START Data section

PR #4678, opened 2023-02-01
TSify sass

mattgodbolt:

### DIFF
--- a/test/utils.ts
+++ b/test/utils.ts
@@ -51,4 +51,4 @@ export function resolvePathFromTestRoot(...args: string[]): string {
 }
 
 // eslint-disable-next-line -- do not rewrite exports
-export { chai, path, fs }
+export {chai, path, fs};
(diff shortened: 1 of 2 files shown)


test/utils.ts
```diff
@@ -51,4 +51,4 @@ export function resolvePathFromTestRoot(...args: string[]): string {
 }
 
 // eslint-disable-next-line -- do not rewrite exports
-export { chai, path, fs }
+export {chai, path, fs};
```
matsjla, line 54: Ah nice catch on this one whoops

matsjla (approved):

test/utils.ts
mattgodbolt: ah I just ran `npm run format` :| I need to fix the precommit hooks to ensure that.

jeremy-rifkin:
This is live

PR #4693, opened 2023-02-05
remove bbcdiskify-tool.js

scotran:
Mentioned by @partouf that it would be better to delete the file than to tsify.


jeremy-rifkin (approved):
Thank you!

matsjla (approved):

END Data section

• _Your goal_
Would you write out the full set of records above without alteration?

• _Written response_
PR #4678, opened 2023-02-01
TSify sass

mattgodbolt:

### DIFF
--- a/test/utils.ts
+++ b/test/utils.ts
@@ -51,4 +51,4 @@ export function resolvePathFromTestRoot(...args: string[]): string {
 }
 
 // eslint-disable-next-line -- do not rewrite exports
-export { chai, path, fs }
+export {chai, path, fs};
(diff shortened: 1 of 2 files shown)


test/utils.ts
```diff
@@ -51,4 +51,4 @@ export function resolvePathFromTestRoot(...args: string[]): string {
 }
 
 // eslint-disable-next-line -- do not rewrite exports
-export { chai, path, fs }
+export {chai, path, fs};
```
matsjla, line 54: Ah nice catch on this one whoops

matsjla (approved):

test/utils.ts
mattgodbolt: ah I just ran `npm run format` :| I need to fix the precommit hooks to ensure that.

jeremy-rifkin:
This is live

PR #4693, opened 2023-02-05
remove bbcdiskify-tool.js

scotran:
Mentioned by @partouf that it would be better to delete the file than to tsify.


jeremy-rifkin (approved):
Thank you!

matsjla (approved):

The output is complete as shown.